The European Fund and Asset Management Association has published a Comment Paper noting that regulatory concerns around liquidity and counterparty risks in ETFs are "misplaced" - in response to the European Central Bank's findings in November 2018 on such risks.
Among the key points addressed in the Paper is that Efama believes the liquidity in the depth of the secondary market is overlooked.
"This acts as an additional 'layer' of liquidity when compared to ordinary mutual funds," Efama states, adding that there is evidence this helps cushion against sudden market shocks, facilitating share redemptions and trading in underlying securities by authorised participants.
Regarding synthetic ETFs and the use of swaps, Efama notes that Ucits and Emir regimes implement "strict collateral rules"; while the industry overall has benefitted from the use of multiswap counterparty platforms.
And while regulatory work, such as the thematic review led by Iosco is welcome, the Association notes that "any further regulatory action should be carefully calibrated based on evidence, [and] a clearer undersanding of the interaction between ETFs and their broader ecosystems."
"Considering the existing regulation, as an example, we note that the recent Mifid II reforms are gradually contributing to greater price transparency and to deeper pools of secondary market liquidity to the benefit of ETF end-users."
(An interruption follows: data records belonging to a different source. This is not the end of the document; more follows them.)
PR #18959, opened 2021-07-05
av_new_alloc: revise description of size parameter

richardleach:
The parameter is now described more concisely, without resort to other macros or function comparisons.

Perl @iabyn's feedback to #18729


hvds:
LGTM, now merged as 158b05f881.

PR #18962, opened 2021-07-05
Fix syntax error wwhen NAN_COMPARE_BROKEN

khwilliamson:
http://nntp.perl.org/group/perl.perl5.porters/26082


Leont (approved):

nwc10:
I rebased this and pushed it to blead.

PR #18964, opened 2021-07-06
Haiku BFS does not store atime and always return current time

thibaultduponchelle:
There is a limitation in Haiku file system where atime is not stored at all, instead, `stat` always returns the local time.

### DIFF
--- a/lib/File/stat.t
+++ b/lib/File/stat.t
@@ -84,12 +84,20 @@ sub test_X_ops {
             }
             is($@, '', "Overload succeeds $desc");
 
-            if ($^O eq "VMS" && $op =~ /[rwxRWX]/) {
-                is($vwarn, 1, "warning about VMS ACLs $desc");
-            } else {
-                is($rv, eval "-$op \$file", "correct overload $desc")
-                    unless $access;
-                is($vwarn, undef, "no warnings about VMS ACLs $desc");
+            SKIP : {
+                if ($^O eq "haiku" && $op =~ /A/) {
+                    # atime is not stored on Haiku BFS
+                    # and stat always returns local time instead
+                    skip "testing -A $desc_tail on Haiku", 1;
+                }
+
+                if ($^O eq "VMS" && $op =~ /[rwxRWX]/) {
+                    is($vwarn, 1, "warning about VMS ACLs $desc");
+                } else {
+                    is($rv, eval "-$op \$file", "correct overload $desc")
+                        unless $access;
+                    is($vwarn, undef, "no warnings about VMS ACLs $desc");
+                }
             }
 
             # 111640 - File::stat bogus index check in overload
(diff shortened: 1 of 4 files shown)


lib/File/stat.t
```diff
@@ -86,6 +86,10 @@ sub test_X_ops {
 
             if ($^O eq "VMS" && $op =~ /[rwxRWX]/) {
                 is($vwarn, 1, "warning about VMS ACLs $desc");
+            } elsif ($^O eq "haiku" && $op =~ /A/) {
+                # atime is not stored on Haiku BFS
+                # and stat always returns local time instead 
+                note("Not testing -A $desc_tail on Haiku");
```
Leont: That should maybe be a skip instead?

jkeenan:
Are you in a position to submit smoke-test reports for the Haiku OS?  (That might put us in a better position to diagnose/correct bugs.)

Thank you very much.
Jim Keenan

Leont:
> Are you in a position to submit smoke-test reports for the Haiku OS? (That might put us in a better position to diagnose/correct bugs.)

Haiku is not in such a position yet; it fails several tests on blead (I have a fix for another issue laying around).

Leont:
Time::HiRes needs very similar fixups.

lib/File/stat.t
thibaultduponchelle: Fixed

thibaultduponchelle:
> Time::HiRes needs very similar fixups.

I added some skips for Time::HiRes in this PR

thibaultduponchelle:
> Are you in a position to submit smoke-test reports for the Haiku OS? (That might put us in a better position to diagnose/correct bugs.)

@Leont is right about tests failing on haiku.

@jkeenan I can probably run a smoker from time to time, I just sent a first report : https://perl5.test-smoke.org/report/5008053

Until reaching full green test suite (I'm kind of working on it, step by step) I can exclude failing tests to get a green status.

jkeenan:
On 7/8/21 7:52 AM, thibaultduponchelle wrote:
>     Are you in a position to submit smoke-test reports for the Haiku OS?
>     (That might put us in a better position to diagnose/correct bugs.)
> 
> @Leont <https://github.com/Leont> is right about tests failing on haiku.
> 
> @jkeenan <https://github.com/jkeenan> I can probably run a smoker from 
> time to time, I just sent a first report : 
> https://perl5.test-smoke.org/report/5008053 
> <https://perl5.test-smoke.org/report/5008053>
> 

Thank you for that report.

> Until reaching full green test suite (I'm kind of working on it, step by 
> step) I can exclude failing tests to get a green status.
> 

I don't think you need to do this.

The benefit we (mostly non-Haiki users) will derive from your smoke 
tests is:

1. Knowing that we are actively trying to support Perl on this platform.

2. Making sure that changes introduced into Perl 5 blead do not cause 
further test failures -- regressions -- on Haiku.

Hence, in my opinion we should still see what's failing but we don't 
need reports all that frequently.  My suggestion:  Generate a smoke 
report once a month or whenever you manage to reduce the number of failures.

Thank you very much.
Jim Keenan

thibaultduponchelle:
(if you wonder, this PR is ready for review 😆)

PR #18968, opened 2021-07-08
Provide a simple API for testing features enabled

tonycoz:
Inspired by discussion in #p5p.

This calls caller() itself rather than taking hints and hints_hash
parameters so if we end up adding an extra hints word callers won't
need to adjust their code.

### DIFF
--- a/lib/feature.pm
+++ b/lib/feature.pm
@@ -5,7 +5,7 @@
 
 package feature;
 
-our $VERSION = '1.66';
+our $VERSION = '1.67';
 
 our %feature = (
     fc                   => 'feature_fc',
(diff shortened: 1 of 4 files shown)


lib/feature.pm
```diff
@@ -562,6 +562,57 @@ also does the equivalent of C<use strict>; see L<perlfunc/use> for details.
...
 
+=head1 CHECKING FEATURES
+
+C<feature> provides some simple APIs to check which features are enabled.
+
+=over
+
+=item feature::feature_enabled($feature)
+
+=item feature::feature_enabled($feature, #depth)
```
Grinnz:
```suggestion
=item feature::feature_enabled($feature, $depth)
```

lib/feature.pm
```diff
@@ -562,6 +562,57 @@ also does the equivalent of C<use strict>; see L<perlfunc/use> for details.
 
 =back
 
+=head1 CHECKING FEATURES
+
+C<feature> provides some simple APIs to check which features are enabled.
+
+=over
+
+=item feature::feature_enabled($feature)
```
Grinnz: It produces nicer deeplinks if the =item is just the bare function name, and the way(s) to call it is/are provided in a verbatim block below the heading.

Grinnz:
It's kind of unfortunate that `use feature;` produces an error (though helpful for the usual case, so I don't think we should change it). You would have to `use feature ();` to use these functions, might be worth mentioning.

lib/feature.pm
tonycoz: thanks, fixed.

lib/feature.pm
tonycoz: changed, I've added sample code, and added a note that callers will need to use feature (); if they don't otherwise load it.

thanks for the review.

PR #18971, opened 2021-07-08
Add missing word in 'if's documentation

skirmess:


Grinnz:
"one or more modules" would be a more idiomatic phrase

Grinnz:
Also this section really needs to updated with current recommendations, but that's for another PR.

skirmess:
Thanks, updated. I tried to search if "one or multiple" or "one or more" is better but couldn't find an explanation when to use which.

Grinnz:
"one or more" is a phrase which easily represents a count of items. "one or multiple" is presenting two more separate options: one item, or multiple items.

PR #18976, opened 2021-07-11
Document v5.35 warnings-by-default

cornett:


pod/perl.pod
```diff
@@ -392,9 +392,10 @@ see L<perlvar> for more information.
 Using the C<use strict> pragma ensures that all variables are properly
 declared and prevents other misuses of legacy Perl features.
 
-The C<use warnings> pragma produces some lovely diagnostics. One can
-also use the B<-w> flag, but its use is normally discouraged, because
-it gets applied to all executed Perl code, including that not under
+The C<use warnings> pragma produces some lovely diagnostics.
+These are enabled by default within the scope of C<use v5.35> (or higher).
```
Grinnz: If this is added here, it would also need to mention strict is enabled by `use v5.12` or higher in the paragraph above.

regen/warnings.pl
```diff
@@ -912,7 +915,8 @@ =head1 DESCRIPTION
 The C<warnings> pragma gives control over which warnings are enabled in
 which parts of a Perl program.  It's a more flexible alternative for
 both the command line flag B<-w> and the equivalent Perl variable,
-C<$^W>.
+C<$^W>.  This pragma is enabled automatically by a
```
Grinnz: This should probably be clear that it does the equivalent of `use warnings` or `use warnings 'all'`, since there are a lot of ways to use the pragma.

pod/perlfunc.pod
```diff
@@ -9621,6 +9621,7 @@ C<use VERSION>, possibly removing the C<strict> and C<feature> added by
 C<use VERSION>.  C<use VERSION> does not
 load the F<feature.pm> or F<strict.pm>
 files.
+Similarly, <LC<warnings>> are enabled if C<VERSION> is 5.35.0 or higher.
```
Grinnz: `C<>` here is used for function names or use statements, not needed for a link to the pragma on its own.

```suggestion
Similarly, L<warnings> are enabled if C<VERSION> is 5.35.0 or higher.
```

Grinnz: Also this sentence should be moved before "Any explicit use..." and the following sentences should mention warnings as well.

regen/warnings.pl
```diff
@@ -884,6 +884,9 @@ =head1 SYNOPSIS
     use warnings;
     no warnings;
 
+    # On by default for 5.35 and above
```
Grinnz: Could be a somewhat confusing comment, since there are warnings always on by default already.

Maybe "Standard warnings enabled by use v5.35 or above"?

pod/perl.pod
cornett: Done, thanks.

regen/warnings.pl
cornett: Good idea.

pod/perlfunc.pod
cornett: Fixed.     Note that it now states that use VERSION does not load warnings.pm.  I have no idea if that is true or not.

regen/warnings.pl
cornett: Done

pod/perlfunc.pod
Grinnz: That is accurate.

pod/perl.pod
```diff
@@ -391,10 +391,13 @@ see L<perlvar> for more information.
 
 Using the C<use strict> pragma ensures that all variables are properly
 declared and prevents other misuses of legacy Perl features.
+These are enabled by default within the scope of
+C<L<use v5.12|perlfunc/use VERSION>> (or higher).
 
-The C<use warnings> pragma produces some lovely diagnostics. One can
-also use the B<-w> flag, but its use is normally discouraged, because
-it gets applied to all executed Perl code, including that not under
+The C<use warnings> pragma produces some lovely diagnostics.
```
oodler577, line 399: _lovely_, I do not believe is an appropriate descript since it is meaningless in this context. Can we get a more precise adjective about what is meant? Works like, _actionable_, _informative_, _helpful_, etc. With the audience in mind (a developer), these are the kinds of things I want to be able to know.

pod/perlfunc.pod
```diff
@@ -9608,18 +9608,20 @@ L<C<use>|/use Module VERSION LIST>ing library modules that won't work
...
+with L<C<use strict>|strict>.  
+Similarly, L<warnings> are enabled if C<VERSION> is 5.35.0 or higher.
+Any explicit use of
 C<use strict> or C<no strict> overrides C<use VERSION>, even if it comes
-before it.  Later use of C<use VERSION>
-will override all behavior of a previous
-C<use VERSION>, possibly removing the C<strict> and C<feature> added by
-C<use VERSION>.  C<use VERSION> does not
-load the F<feature.pm> or F<strict.pm>
+before it (likewise for C<use warnings> or C<no warnings>).
```
oodler577: It'd be more clear to not mention `use warnings` here. While maybe technically true, it confuses the point that the default can be changed. So if the net effect is the same, it's probably not necessary information in this section.

regen/warnings.pl
```diff
@@ -884,6 +884,9 @@ =head1 SYNOPSIS
     use warnings;
     no warnings;
 
+    # Standard warnings are enabled by use v5.35 or above
+    use v5.35;
```
oodler577, line 886: Can someone explain to me the purpose of this script and why what seems to be a functional change when the _ask_ here was for documentation?

lib/warnings.pm
```diff
@@ -583,6 +583,9 @@ warnings - Perl pragma to control optional warnings
     use warnings;
     no warnings;
 
+    # Standard warnings are enabled by use v5.35 or above
+    use v5.35;
```
oodler577, line 584: Seems like a functional change to a Perl module? What's the purpose of this kind of change when the _ask_ was for documentation?

oodler577 (changes requested):
Added comments regarding need for clarity. Also questioned functional changes in Perl script and module in a PR that's meant to be for documentation.

regen/warnings.pl
Grinnz: This is the documentation for warnings.pm.

lib/warnings.pm
Grinnz: This is documentation.

pod/perl.pod
Grinnz: Text was already present, so not really in scope for this PR.

lib/warnings.pm
cornett: The ./regen.pl script generates  lib/warnings.pm from regen/warnings.pl

pod/perlfunc.pod
cornett: Sorry, I'm not sure I follow you.  This  is  where `use VERSION` is documented.  The existing documentation mentions that `use v5.12` also enables strictures.  I've just tried to do the same for `use v5.35` and warnings.    I'm happy to take improvements to the wording.

Grinnz:
The test failure is that the warnings.pm (and thus regen/warnings.pl) $VERSION needs to be bumped.

cornett:
Bumped the version, thanks.

lib/warnings.pm
```diff
@@ -5,7 +5,7 @@
 
 package warnings;
 
-our $VERSION = "1.51";
+our $VERSION = "1.53";
```
Leont, line 8: I think only one bump is needed here?

cornett: blead is already at 1.52, so I went to 1.53.   Should it be 1.52?

Grinnz: Well it didn't before but 1.52 is now in the released dev version 5.35.2 so 1.53 is needed. This will also need to be rebased on blead.

Leont: And you should probably also squash the commits when rebasing

pod/perlfunc.pod
Leont: This isn't true, a `no warnings` before a `use 5.36` will enable warnings.

cornett: Thanks.  I removed that statement.

lib/warnings.pm
cornett: I've squashed my commits.   It should ff-merge cleanly onto the warnings-default branch.   I would suggest we do that, close this PR, and add
 any further refinements to https://github.com/Perl/perl5/pull/18666

Leont: I rebased my branch

cornett: Rebased mine as well.

PR #18977, opened 2021-07-12
Pod-Html refactoring 4 of 5

jkeenan:
This is the fourth of five pull requests in support of #18894. These p.r.s are intended to make the internals of Pod-Html less messy. Ultimately Pod::Html will hold a series of methods calls on an object.

This p.r. is concerned solely with the handling of command-line options.

Pod-Html: Simplify the sub which processes options

Pod::Html::Util::parse_command_line() was doing too much.  It should
wrap around GetOptions(), call the usage() routine if needed, then
return a hashref of options to its caller.

Its caller -- Pod::Html::pod2html() -- should do the heavy lifting
involved in processing the options and inserting the data into the
globals hashref.

Hence, we rename Pod::Html::Util::parse_command_line to
Pod::Html::Util::process_command_line() and simplify its functionality.
In lib/Pod/Html.pm we import process_command_line(), call it and pass
its return value onto a new subroutine, process_options(), that
populates $globals.

Document Pod::Html::Util subroutines.

### DIFF
--- a/ext/Pod-Html/lib/Pod/Html/Util.pm
+++ b/ext/Pod-Html/lib/Pod/Html/Util.pm
@@ -47,6 +47,8 @@ Process command-line switches (options).  Returns a reference to a hash.  Will
 provide usage message if C<--help> switch is present or if parameters are
 invalid.
 
+Calling this subroutine may modify C<@ARGV>.
+
 =cut
 
 sub process_command_line {
@@ -86,7 +88,7 @@ sub process_command_line {
 
 =head2 C<usage()>
 
-Display customary Pod::Html usage information.
+Display customary Pod::Html usage information on STDERR.
 
 =cut
 


ext/Pod-Html/lib/Pod/Html.pm
```diff
@@ -225,7 +225,9 @@ sub pod2html {
     local $_;
 
     my $globals = init_globals();
-    $globals = parse_command_line($globals);
+    my $opts = process_command_line;
+    $globals = process_options($globals, $opts);
```
oodler577: It's confusing to use the same reference that you're passing in _by reference_ and updating in the sub as the LHS of the assignment. I'd either drop the assignment and LHS `$globals` or do a deep copy and do an actual assignment  - in this case, my preference would be the former (drop the assignment) since it preserves the orignal global semantics the rest of the code assumes.

ext/Pod-Html/lib/Pod/Html/Util.pm
```diff
@@ -30,75 +30,52 @@ Pod::Html::Util - helper functions for Pod-Html
...
-                       'outfile=s'  => \$opt_outfile,
-                       'poderrors!' => \$opt_poderrors,
-                       'podpath=s'  => \$opt_podpath,
-                       'podroot=s'  => \$opt_podroot,
-                       'quiet!'     => \$opt_quiet,
-                       'recurse!'   => \$opt_recurse,
-                       'title=s'    => \$opt_title,
-                       'verbose!'   => \$opt_verbose,
+    my $result = GetOptions(\%opts,
+        'backlink!',
```
oodler577: Minor nit, this can be greatly cleaned up by just throwing the option defs in a `qw//`; e.g.,:

```
my $result = GetOptions(\%opts, qw/backlink! cachedir=s .../);
```

oodler577 (commented):
Overall, much needed change - but I'd consider eliminating the confusion described in my primary comment regarding the LHS assignment of `$globals`.

jkeenan:
On 7/12/21 7:31 PM, oodler577 wrote:
> 
> Overall, much needed change - but I'd consider eliminating the confusion 
> described in my primary comment regarding the LHS assignment of |$globals|.
> 
> 
> In ext/Pod-Html/lib/Pod/Html.pm 
> <https://github.com/Perl/perl5/pull/18977#discussion_r668321995>:
> 
>> @@ -225,7 +225,9 @@ sub pod2html {
>       local $_;
>   
>       my $globals = init_globals();
> -    $globals = parse_command_line($globals);
> +    my $opts = process_command_line;
> +    $globals = process_options($globals, $opts);
> 
> It's confusing to use the same reference that you're passing in /by 
> reference/ and updating in the sub as the LHS of the assignment. I'd 
> either drop the assignment and LHS |$globals| or do a deep copy and do 
> an actual assignment - in this case, my preference would be the former 
> (drop the assignment) since it preserves the orignal global semantics 
> the rest of the code assumes.
> 

This will be cleared up in the 5th of 5 pull requests, when the data 
currently being stored inside $globals will be stored in a proper 
Pod::Html object.

Thank you very much.
Jim Keenan

jkeenan:
On 7/12/21 7:31 PM, oodler577 wrote:
> [snip]
> Overall, much needed change - but I'd consider eliminating the confusion 
> described in my primary comment regarding the LHS assignment of |$globals|.
> 
> 
> Minor nit, this can be greatly cleaned up by just throwing the option 
> defs in a |qw//|; e.g.,:
> 
> |$result = GetOptions(\%opts, qw/backlink! cachedir=s .../); |
> 

This is the sort of change that I think would be better addressed by a 
patch or pull request after we've completed the transformation of the 
main module from one, monolithic subroutine into method calls on an object.

I've added it to the list of concerns at:
http://thenceforward.net/perl/misc/pod-html-remaining-issues.txt

Thank you very much.
Jim Keenan

oodler577:
Very good, thank you!

ext/Pod-Html/lib/Pod/Html.pm
```diff
@@ -294,6 +296,36 @@ sub init_globals {
     return \%globals;
 }
 
+sub process_options {
+    my ($globals, $opts) = @_;
+
+    @{$globals->{Podpath}}  = split(":", $opts->{podpath}) if defined $opts->{podpath};
```
rjbs:
```suggestion
    $globals->{Podpath}     = [ split(":", $opts->{podpath}) if defined $opts->{podpath} ];
```

I don't _think_ it's intentional that right now you're keeping the same underlying array if this is ever called twice, which is just a tiny bit closer to allowing action at a distance.  Also, un-special-casing this would allow you to slot it down in alpha order.  This is a minor thing, though.

ext/Pod-Html/lib/Pod/Html.pm
```diff
@@ -294,6 +296,36 @@ sub init_globals {
...
+    $globals->{Htmlfile}  =  unixify($opts->{outfile})   if defined $opts->{outfile};
+    $globals->{Poderrors} =          $opts->{poderrors}  if defined $opts->{poderrors};
+    $globals->{Podroot}   =  unixify($opts->{podroot})   if defined $opts->{podroot};
+    $globals->{Quiet}     =          $opts->{quiet}      if defined $opts->{quiet};
+    $globals->{Recurse}   =          $opts->{recurse}    if defined $opts->{recurse};
+    $globals->{Title}     =          $opts->{title}      if defined $opts->{title};
+    $globals->{Verbose}   =          $opts->{verbose}    if defined $opts->{verbose};
+
+    warn "Flushing directory caches\n"
+        if $opts->{verbose} && defined $opts->{flush};
```
rjbs: If you move this `warn` in side the conditional two lines down, you can simplify its trailing `if...`

ext/Pod-Html/lib/Pod/Html/Util.pm
```diff
@@ -30,75 +30,52 @@ Pod::Html::Util - helper functions for Pod-Html
 
 =head1 SUBROUTINES
 
-=head2 C<parse_command_line()>
+=head2 C<process_command_line()>
 
-TK
+Process command-line switches (options).  Returns a reference to a hash.  Will
+provide usage message if C<--help> switch is present or if parameters are
+invalid.
```
rjbs:
```suggestion

Calling this subroutine may modify C<@ARGV>.

```

ext/Pod-Html/lib/Pod/Html/Util.pm
```diff
@@ -30,75 +30,52 @@ Pod::Html::Util - helper functions for Pod-Html
...
-    return $globals;
+    usage("-") if defined $opts{help};  # see if the user asked for help
+    $opts{help} = "";                   # just to make -w shut-up.
+    return \%opts;
 }
 
 =head2 C<usage()>
 
-TK
+Provide usage message on STDERR.
```
rjbs:
```suggestion
Print usage message to STDERR.
```

ext/Pod-Html/lib/Pod/Html/Util.pm
```diff
@@ -149,7 +126,8 @@ END_OF_USAGE
 
 =head2 C<unixify()>
 
-TK
+Provide the full path to a file, taking into account OS-specific
+peculiarities.
```
rjbs:
```suggestion
When passed the full native path to a file, this routine returns it in a unix-like format.
```

rjbs (approved):
I think this looks good.  I made some suggestions that are worth applying, but nothing critical.

ext/Pod-Html/lib/Pod/Html.pm
jkeenan: > I don't _think_ it's intentional that right now you're keeping the same underlying array if this is ever called twice, which is just a tiny bit closer to allowing action at a distance. Also, un-special-casing this would allow you to slot it down in alpha order. This is a minor thing, though.

I took this approach because in the current production (v5.34.0) release, `ext/Pod-Html/lib/Pod/Html.pm` has this:
```
553 
554     @Podpath  = split(":", $opt_podpath) if defined $opt_podpath;
555 
```
When refactoring a file to replace 20+ lexical variables defined outside of the principal subroutine with `%globals` (which in the next p.r. will become a Pod::Html object), I was taking care to just change one thing at a time.  Hence, the syntax above rather than your suggestion.  By the same rationale, I have not yet changed any of the `Initialcap` spelling of those lexicals (which are now keys within `%globals`) -- even though if I were starting from scratch they would be all `lowercase`.  Since changing those keys from `Initialcap` to `lowercase` would expand the size of the diff without improving functionality, I'd prefer to do that after we've got our Pod::Html object in place.

In any case, when I tried out your suggested replacement code, I got:
```
!perl -Ilib -c lib/Pod/Html.pm
syntax error at lib/Pod/Html.pm line 328, near ") if"
Global symbol "$globals" requires explicit package name (did you forget to declare "my $globals"?) at lib/Pod/Html.pm line 330.
Global symbol "$opts" requires explicit package name (did you forget to declare "my $opts"?) at lib/Pod/Html.pm line 330.
...
```
Perhaps this is what you were aiming for?
```
-    @{$globals->{Podpath}}  = split(":", $opts->{podpath}) if defined $opts->{podpath};
+    $globals->{Podpath}   = (defined $opts->{podpath})
+                            ? [ split(":", $opts->{podpath}) ]
+                            : [];
```

ext/Pod-Html/lib/Pod/Html.pm
jkeenan: > If you move this `warn` in side the conditional two lines down, you can simplify its trailing `if...`

Again, this is a place where I wanted to avoid doing too much refactoring too soon.  So I retained the flow of the code in the version which shipped with perl-5.34:
```
572     warn "Flushing directory caches\n"
573         if $opt_verbose && defined $opt_flush;
574     $Dircache = "$Cachedir/pod2htmd.tmp";
575     if (defined $opt_flush) {
576         1 while unlink($Dircache);
577     }
```
So, I'd like to defer this until after we've got our Pod::Html object.  I'll add it to the [pod-html TODO list](http://thenceforward.net/perl/misc/pod-html-remaining-issues.txt).

ext/Pod-Html/lib/Pod/Html/Util.pm
jkeenan: Accepted.  We'll review `@ARGV` when we're done to evaluate this and other comments about that array.

ext/Pod-Html/lib/Pod/Html/Util.pm
jkeenan: Between the time of your initial review and now I committed other changes to the documentation of the helper subroutines in `lib/Pod/Html.pm`.  So you should probably work from those.

ext/Pod-Html/lib/Pod/Html/Util.pm
jkeenan: > 

Between the time of your initial review and now I committed other changes to the documentation of the helper subroutines in `lib/Pod/Html.pm`.  So you should probably work from those.

jkeenan:
@rjbs, you previously approved this p.r., but I'll give you a couple of days to respond to my comments before merging to blead.

Thank you very much.
Jim Keenan

ext/Pod-Html/lib/Pod/Html.pm
rjbs: I just meant to put the `]` before the `if` clause, and not after.  I think your version, or the code as it is, are fine.

rjbs:
@jkeenan Thanks for the ping.  I believe this is all okay.

PR #18982, opened 2021-07-14
Grammar upgrade?

jidanni:
I think I corrected this right...?


Grinnz:
This is not correct.

jidanni:
I get it.
It's like `This does make even top players "slam" baseballs harder.`

Grinnz:
Yes, the sentence is the same by removing "even", and "binmode" is a verb.

PR #18986, opened 2021-07-16
win32sck.c: set WSA_FLAG_OVERLAPPED on new sockets

xenu:
This makes it possible to perform overlapped operations on sockets
created by Perl.

I'm not aware of any downsides to enabling that flag, winsock
documentation says that "most sockets should be created with this flag
set".

Perl libuv bindings require this change to work on Windows:

https://github.com/p5-UV/p5-UV/issues/38
https://github.com/p5-UV/p5-UV/issues/35

### DIFF
--- a/win32/win32sck.c
+++ b/win32/win32sck.c
@@ -618,7 +618,7 @@ open_ifs_socket(int af, int type, int protocol)
     SOCKET out = INVALID_SOCKET;
 
     if ((s = PerlEnv_getenv("PERL_ALLOW_NON_IFS_LSP")) && atoi(s))
-        return WSASocket(af, type, protocol, NULL, 0, 0);
+        return WSASocket(af, type, protocol, NULL, 0, WSA_FLAG_OVERLAPPED);
 
     if (WSCEnumProtocols(NULL, NULL, &proto_buffers_len, &error_code) == SOCKET_ERROR
         && error_code == WSAENOBUFS)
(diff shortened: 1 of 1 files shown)


xenu:
Apparently this change caused some tests to fail, marking as draft for now.

xenu:
Argh, apparently while WSA_FLAG_OVERLAPPED doesn't change the behavior of the socket functions, it does force ReadFile() and WriteFile() into async mode and they need to be called with OVERLAPPED structure. That's unfortunate.

leonerd:
For now it doesn't look like these will be likely in Perl, so I'll just skip the relevant bits on UV on Windows. In any case it only affects functions that try to libuv-wrap sockets created elsewhere. All the stuff in UV that creates its own sockets works fine, so this is relatively cornercase.

jkeenan:
> This makes it possible to perform overlapped operations on sockets created by Perl.
> 
> I'm not aware of any downsides to enabling that flag, winsock documentation says that "most sockets should be created with this flag set".
> 
> Perl libuv bindings require this change to work on Windows:
> 
> [p5-UV/p5-UV#38](https://github.com/p5-UV/p5-UV/issues/38) [p5-UV/p5-UV#35](https://github.com/p5-UV/p5-UV/issues/35)

@xenu, do you still wish to pursue this pull request?

Yaribz:
It would be interesting to have a way to create overlapped Windows sockets from Perl, either with an optional `CORE::socket()` extra parameter for platform-specific options, or a dedicated `Win32::socket()` XS function.

xenu:
I still think that overlapped sockets should be the default, because they're more flexible and they are what third party code usually expects (mostly because `socket()` in winapi creates overlapped sockets). Unfortunately, they can't be (easily) read synchronously with ReadFile(), which in turn means they don't work with read(). 

I'm not sure whether we should rewrite read() to transparently handle overlapped sockets or just give up on this idea. 

>It would be interesting to have a way to create overlapped Windows sockets from Perl, either with an optional CORE::socket() extra parameter for platform-specific options, or a dedicated Win32::socket() XS function.

If we were to go this way, I think it should be a separate function. Adding new parameters to core functions is problematic because of prototypes.

Anyway, this PR is abandoned.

"We also believe there is need for a proper classification system, capable of introducing a clear distinction between ETFs - which in Europe are essentially Ucits licensed products - and other exchange traded products - ETPs. Such [a] scheme is intended to help investors more readily assess the risks inherent to each type of ETP, as well as aid regulators to better focus their efforts at protecting investors and guarding financial stability."